I am new to Illumina sequencing and I am not an advanced user of all those programs that are required to analyse a large sequencing dataset, however I have ~6mln reads and I need to "do" something with them to complete my PhD. Therefore, I would be very grateful if someone could help me and give me some advices.
I have ~6mln of 76-bp paired-end reads - ~3mln in read1 and ~3mln in read2. First thing I did was to check the quality of the reads. I run FastQC program on read1 and read2 and the quality report showed that the reads are good quality, except that there is high sequence duplication level (60%!). I tired to remove duplicated sequences using Galaxy web-tool FASTX-collapse, however the problem is that Galaxy change the original names of the reads and lose /1 and /2 (indicating paired-ends) that will be needed later for assembly and MEGAN programs.
Can anyone help me please?
Edit, copied from your answer: Ok, thank you all for interest in my topic. Yes, it is true that I poorly understand what I am doing, but I am a molecular biologist and I don't have degree in bioinformatics/statistics/or any computer related field. I don't want to describe here my situation with my supervisor, I have now two ways out from my situation - give up on my PhD or do everything I can do to finish.
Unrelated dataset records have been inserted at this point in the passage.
Issue #366, opened 2026-05-28
[fix] apps/api build fails on canonical repo: Prisma InputJsonValue not exported (stale generated client)


brownm09:
## Problem

Running \`npm test\` from the canonical repo (\`C:/Users/brown/Git/lifting-logbook\`) fails at \`@lifting-logbook/api:build\`:

\`\`\`
src/user-settings/user-settings.repository.ts:57:75 - error TS2694: Namespace ... '.Prisma' has no exported member 'InputJsonValue'.
\`\`\`

11 errors total, all centered on missing exports from the generated Prisma client.

## Likely cause

Generated Prisma client is stale or was generated against a different prisma version than the consuming code expects. A \`npx prisma generate\` in \`apps/api\` likely fixes it, but should be wired so it runs automatically (e.g. as a \`postinstall\` step) — similar to the lesson from #355 / #349.

## Acceptance

- \`npm test\` runs cleanly on a fresh \`npm install\` of the canonical repo without manual \`prisma generate\` invocation.

## Discovered while working on

Issue #358 (staging deploy timing). Workflow-only change; not blocking the PR but cited per the failure-tracking rule.

Issue #365, opened 2026-05-28
[fix] Worktree npm install leaves jest unable to resolve ts-jest preset / jest-circus runner


brownm09:
## Problem

Running \`npm test\` from a fresh worktree fails for \`@lifting-logbook/web\`, \`@lifting-logbook/types\`, and \`@lifting-logbook/mobile\`:

\`\`\`
@lifting-logbook/types:test:   Preset ts-jest not found relative to rootDir
@lifting-logbook/web:test:     Preset ts-jest not found relative to rootDir
@lifting-logbook/mobile:test:  Module .../node_modules/jest-circus/build/runner.js in the testRunner option was not found.
\`\`\`

The canonical repo at \`C:/Users/brown/Git/lifting-logbook\` does not exhibit these failures (it fails differently — see #companion issue for the Prisma build failure). The worktree's \`node_modules\` install appears to omit or misplace these jest dependencies on Windows.

## Repro

1. Create a new worktree under \`.claude/worktrees/<name>\`.
2. \`npm install\` (completes successfully).
3. \`npm test\` (with TURBO_BINARY_PATH workaround for #similar) — fails as above.

## Acceptance

- Identify whether \`ts-jest\` and \`jest-circus\` should be promoted to root \`devDependencies\`, or whether each affected workspace needs its own direct dep.
- Validate \`npm test\` runs cleanly in a fresh worktree.

## Discovered while working on

Issue #358 (staging deploy timing). Workflow-only change; not blocking the PR but cited per the failure-tracking rule.

brownm09:
Verified resolved by #374 (commit `fc3e052`, bumped `ts-jest` to `^29.4.11`).

Fresh worktree under `.claude/worktrees/`, clean `rm -rf node_modules && npm install`, Node 24.13.0 on Windows 11:

- `npm test -w @lifting-logbook/types` → exit 0, `No tests found` (`--passWithNoTests`)
- `npm test -w @lifting-logbook/mobile` → exit 0, `No tests found` (`--passWithNoTests`)
- `npm test -w @lifting-logbook/web` → **Tests: 28 passed, 0 skipped, 0 failed (8.855 s)** across 3 suites including `StepProgram.test.tsx`

[...]

PR #367, opened 2026-05-28
[infra] Skip image rebuild on non-image diffs; parallelize api/web deploys

### LINKED ISSUE #358: [infra] Staging deploy takes ~21 min end-to-end; cut to under 10 on test/docs-only PRs
## Problem

Staging deploys on every PR push take ~21 minutes end-to-end (observed on PR #355 staging run: 17:50:51Z start → 18:12:20Z Deploy job complete; PR #357 currently in flight on the same path).

This sits at the upper end of the normal band for a Cloud Run + GKE Autopilot + Helm + Playwright stack (industry reference: 15–25 min), but with multiple PR pushes per session the wait time becomes the dominant cost on small/test-only changes.

## Job breakdown (from PR #357 timings)

| Job | Duration | Notes |
|---|---|---|
| Preflight | 3s | fine |
| Lint & Test | 1m10s | fine |
| DB Integration Tests | 1m20s | fine |
| Observability Smoke | 5s | fine |
| Playwright E2E (preview) | 1m49s | fine |
| Terraform (staging) | 30s | fine — nothing to do most runs |
| Build & Push Images | 4m44s | rebuilt unconditionally even on test-only diffs |
| Deploy (staging) | ~15m | bulk of the wait |

### 1. Image rebuild on every push regardless of diff scope

`Build & Push Images` runs on every PR push, including test-only changes that touch no Dockerized code. PR #357 added 4 test files and edited 2 markdown files — zero changes under `apps/api/src`, `apps/web/src`, or any other build input — yet still paid 4m44s for image rebuild.

**Fix:** Path-filter the Build & Push Images job (or its individual matrix entries) to skip when the diff touches only `packages/*/tests/**`, `*.md`, `docs/**`, and similar non-build paths. Existing image tags could be reused from the previous run's SHA via `gh run view`, or the deploy job could resolve `${{ github.event.pull_request.head.sha }}` → previous build SHA when no image-affecting paths changed.

**Estimated saving:** 5 min on test-only / docs-only PRs (which is a non-trivial fraction of all PRs).

### 2. Sequential `gcloud run deploy api` then `gcloud run deploy web`

`staging.yml:362-369` (deploy-api) and `staging.yml:389-406` (deploy-web) run sequentially in the same job. They share no outputs — `deploy-web` only needs the Terraform-emitted API URL, not the API revision. Each `gcloud run deploy` takes 1–2 min.

**Fix:** Split into two jobs (`deploy-api`, `deploy-web`) that both depend on `terraform-staging` and `build-images`, and run in parallel.

**Estimated saving:** 1–2 min on every run.

### 3. Helm `--wait --timeout=10m` opacity

`staging.yml:339` uses `--wait --timeout=10m` on Helm. If pods come up in 90s most runs, the remaining wait is Helm's readiness check polling — usually fine, but worth confirming we are not silently consuming the full timeout on some runs and succeeding at the wire.

**Fix (investigative, not a code change yet):** Add a step that reports `helm status` and pod readiness timestamps so we can see whether the bottleneck is pod startup, image pull, readiness probes, or Helm's polling cadence. If readiness is the slow part, switch to `--wait` with a tighter `--timeout=3m` plus explicit readiness probes tuned to actual startup time. If image pull is slow, evaluate GKE image-streaming or a smaller base image.

**Estimated saving:** 1–4 min on most runs once tuned; could regress if probes are too aggressive — measure first.

## Acceptance criteria

- [ ] Document baseline timings (a sample of 5 recent runs across PR types: code-only, test-only, docs-only) before changing anything.
- [ ] Implement #1 (path-filter image rebuild) — biggest win, smallest risk.
- [ ] Implement #2 (parallel api/web deploys) — straightforward refactor.
- [ ] Decide on #3 after baselining; only act if Helm polling is confirmed as bottleneck.
- [ ] Re-measure end-to-end staging wait on a test-only PR; target under 10 min.

## Out of scope

- Switching off GKE Autopilot or away from Helm for staging — orthogonal architectural decision.
- Caching Playwright browsers in the e2e job (not on the critical path here).

## Why this matters

Staging deploys gate `staging-integration-tests` which gates the green-check signal reviewers and the `/review` workflow read. Every minute on the deploy critical path is a minute the PR sits in "pending" state, blocking the human and AI loops that fire on PR push. Test-only and docs-only PRs are the worst offenders since they bear the full deploy cost for zero deploy-relevant change.

brownm09:
## Summary

Two targeted optimizations to cut end-to-end staging deploy wait from ~21min to under 10min on test-only / docs-only PRs:

1. **Path-filter `Build & Push Images`.** A `dorny/paths-filter@v3` step in the `preflight` job classifies the PR diff. If every changed file matches one of the explicit skip patterns (markdown, `docs/**`, `.claude/**`, `sessions/**`, test files, `infra/terraform/**`, `infra/kubernetes/**`), the build/push steps are skipped and `image_tag` resolves to the head SHA of the most recent successful staging run on this PR (via `gh run list`). Cold-start fallback: if there is no prior successful run on this branch, build fresh. `.github/**` is **not** in the skip list — workflow changes always rebuild to be safe.
2. **Split `deploy-staging` into parallel `deploy-api` and `deploy-web` jobs.** Each gets a per-service concurrency mutex (`staging-deploy-mutex-api`, `staging-deploy-mutex-web`), preserving cross-PR serialization on each shared Cloud Run service while letting api/web overlap within a single PR.

Downstream `staging-integration-tests` and `report-status` jobs were rewired:
- `clerk_configured` and `cloud_run_api_deployed` now come from `needs.deploy-api.outputs.*`
- `web_url` now comes from `needs.deploy-web.outputs.*`
- All Helm and `gcloud run deploy` commands now reference `needs.build-images.outputs.image_tag` instead of `${{ github.event.pull_request.head.sha }}`.

The plan covered acceptance criteria #1 (path-filter) and #2 (parallel deploys) from the issue. #3 (Helm `--wait --timeout` investigation) and the baseline-timings doc are deferred per scope.

## Trade-off note

Cross-PR mutex was previously a single `staging-deploy-mutex` covering both API and web deploys; now it is split per service. Two PRs *cannot* race the same Cloud Run service or Helm release, but PR #1's API deploy may overlap with PR #2's web deploy. Since these target disjoint services, this is safe and is the mechanism that enables parallelism within a PR.

## Acceptance Criteria

- [x] Path-filter image rebuild — biggest win, smallest risk.
- [x] Parallel api/web deploys.
- [ ] Re-measure end-to-end staging wait on a test-only PR; target under 10 min. (Will measure on the first post-merge follow-up PR — this PR itself touches `.github/**` so its own staging run will rebuild.)
- [ ] Decide on #3 (Helm timing investigation) after baselining. Deferred.

## Testing

`npm test` from the worktree (after `npm install`) — environmental failures unrelated to this workflow change:

- `@lifting-logbook/web:test`, `@lifting-logbook/types:test`, `@lifting-logbook/mobile:test`: jest preset / runner module resolution fails inside the worktree's `node_modules`. Tracked in [#365](https://github.com/brownm09/lifting-logbook/issues/365).
- `@lifting-logbook/api:build` (when run in the canonical repo): Prisma generated client missing `InputJsonValue` export — 11 TS errors. Tracked in [#366](https://github.com/brownm09/lifting-logbook/issues/366).

Tests: 4 passed, 0 skipped, multiple workspaces failed for environmental reasons unrelated to this change (workflow YAML only). All failures are pre-existing and tracked.

Workflow YAML structure verified via `js-yaml` parse:
```
YAML OK; jobs: preflight, terraform-staging, build-images, deploy-api, deploy-web, staging-integration-tests, report-status
```

The first real validation of the new behavior is the staging run this PR triggers, which exercises the build-rebuild path (workflow file is in the diff, so `image_affecting=true`).

### Test plan after merge

- Push a markdown-only follow-up commit on a separate PR. Confirm `Build & Push Images` enters the skip branch and `image_tag` resolves to the prior SHA.
- Confirm `deploy-api` and `deploy-web` jobs appear as siblings in the Actions UI and overlap in time.
- Measure end-to-end staging wait; document the result on the follow-up PR.

Closes #358

### DIFF
--- a/.github/workflows/staging.yml
+++ b/.github/workflows/staging.yml
@@ -48,6 +48,7 @@ jobs:
     outputs:
       should_run: ${{ steps.check.outputs.should_run }}
       ar_repo: ${{ steps.check.outputs.ar_repo }}
+      image_affecting: ${{ steps.filter.outputs.image_affecting }}
     steps:
       - id: check
         env:
@@ -60,6 +61,31 @@ jobs:
             echo "should_run=false" >> "$GITHUB_OUTPUT"
             echo "GCP_STAGING_WORKLOAD_IDENTITY_PROVIDER not set — skipping staging pipeline."
           fi
+
+      # Classify the PR diff: image_affecting=false only when every changed file
+      # matches one of the skip patterns below. Anything else (including
+      # package.json, lockfiles, Dockerfiles, app/package source) forces rebuild.
+      # `.github/**` is intentionally NOT in the skip list — workflow changes
+      # can affect build context and should rebuild to be safe.
+      - id: filter
+        uses: dorny/paths-filter@v3
+        with:
+          filters: |
+            image_affecting:
+              - '!**/*.md'
+              - '!docs/**'
+              - '!.claude/**'
+              - '!sessions/**'
+              - '!ROADMAP.md'
+              - '!**/__tests__/**'
+              - '!**/*.test.ts'
+              - '!**/*.test.tsx'
+              - '!**/*.spec.ts'
+              - '!**/*.spec.tsx'
+              - '!**/tests/**'
+              - '!e2e/**'
+              - '!infra/terraform/**'
+              - '!infra/kubernetes/**'
 
   # ── 1. Terraform: staging ─────────────────────────────────────────────────
   terraform-staging:
@@ -137,11 +163,42 @@ jobs:
       id-token: write
     outputs:
       ar_repo: ${{ steps.ar.outputs.repo }}
+      image_tag: ${{ steps.image-tag.outputs.image_tag }}
 
     steps:
       - uses: actions/checkout@v4
 
+      # Decide whether to rebuild or reuse a prior image.
+      # Reuse is only chosen when the diff is non-image-affecting AND a prior
+      # successful staging run exists on this PR's head ref. Otherwise we build
+      # fresh and tag the new image with the head SHA, preserving the
+      # SHA-as-image-tag invariant the rest of the pipeline relies on.
+      - name: Resolve image tag
+        id: image-tag
+        env:
+          GH_TOKEN: ${{ secrets.GITHUB_TOKEN }}
+        run: |
+          if [[ "${{ needs.preflight.outputs.image_affecting }}" == "false" ]]; then
+            PREV_SHA=$(gh run list \
+              --branch "${{ github.event.pull_request.head.ref }}" \
+              --workflow staging.yml \
+              --status success \
+              --limit 1 \
+              --json headSha \
+              --jq '.[0].headSha // ""')
+            if [[ -n "$PREV_SHA" ]]; then
+              echo "image_tag=$PREV_SHA" >> "$GITHUB_OUTPUT"
+              echo "skip_build=true" >> "$GITHUB_OUTPUT"
+              echo "Diff is non-image-affecting — reusing prior image tag: $PREV_SHA"
+              exit 0
+            fi
+            echo "Diff is non-image-affecting but no prior successful run found — building fresh."
+          fi
+          echo "image_tag=${{ github.event.pull_request.head.sha }}" >> "$GITHUB_OUTPUT"
+          echo "skip_build=false" >> "$GITHUB_OUTPUT"
+
       - name: Authenticate to GCP (staging)
+        if: steps.image-tag.outputs.skip_build != 'true'
         uses: google-github-actions/auth@v2
         with:
           workload_identity_provider: ${{ secrets.GCP_STAGING_WORKLOAD_IDENTITY_PROVIDER }}
@@ -152,13 +209,16 @@ jobs:
         run: echo "repo=${{ needs.terraform-staging.outputs.ar_repo }}" >> "$GITHUB_OUTPUT"
 
       - name: Resolve API URL for web image build
+        if: steps.image-tag.outputs.skip_build != 'true'
         id: api-url
         run: echo "url=${{ needs.terraform-staging.outputs.cloud_run_api_url }}" >> "$GITHUB_OUTPUT"
 
       - name: Configure Docker for Artifact Registry
+        if: steps.image-tag.outputs.skip_build != 'true'
         run: gcloud auth configure-docker ${{ env.REGISTRY }} --quiet
 
       - name: Fetch staging Clerk publishable key
+        if: steps.image-tag.outputs.skip_build != 'true'
         id: clerk-pub-key
         run: |
           CLERK_PUB=$(gcloud secrets versions access latest \
@@ -167,9 +227,11 @@ jobs:
           echo "key=$CLERK_PUB" >> "$GITHUB_OUTPUT"
 
       - name: Set up Docker Buildx
+        if: steps.image-tag.outputs.skip_build != 'true'
         uses: docker/setup-buildx-action@v3
 
       - name: Build and push API image
+        if: steps.image-tag.outputs.skip_build != 'true'
         uses: docker/build-push-action@v6
         with:
           context: .
@@ -182,6 +244,7 @@ jobs:
           cache-to: type=gha,mode=max
 
       - name: Build and push web image
+        if: steps.image-tag.outputs.skip_build != 'true'
         uses: docker/build-push-action@v6
         with:
           context: .
@@ -196,9 +259,13 @@ jobs:
           cache-from: type=gha
           cache-to: type=gha,mode=max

Sorry Michael that I didn't give all of these information, I didn't know that this is so important. Here are my answers:
* Where are the sequences sampled from, describe the organism, sampling site, tissue, etc.
The DNA was isolated from bacteriophages isolated from a sputum sample of the hospital patient.
* Is a single organism that the sample is coming from, or a Meta-genome/transcriptome
It is a metagenome, is will contain all phages/viruses present in that sample.
* What kind of nucleotide (RNA, DNA), is it RNA-seq data, genomic DNA?
Metagenomic, DNA. * Protocols of nucleotide extraction DNA was extracted using proteinaseK/CTAB protocol and amplified using MDA technique (this could be the reason why there are so many duplicates).
* Is there a reference genome to align the reads to?
My idea is that the reads could be aligned to the reference genome chosen on the basis of the Blast results e.g. if most reads give hit to Steptococcus phage Dp-1, it could be used as the reference genome.
* Or is it a de-novo assembly of the genomic sequence that is required?
de-novo, I already learned how to use Velvet assembler.
Also, I apologise for my poor English.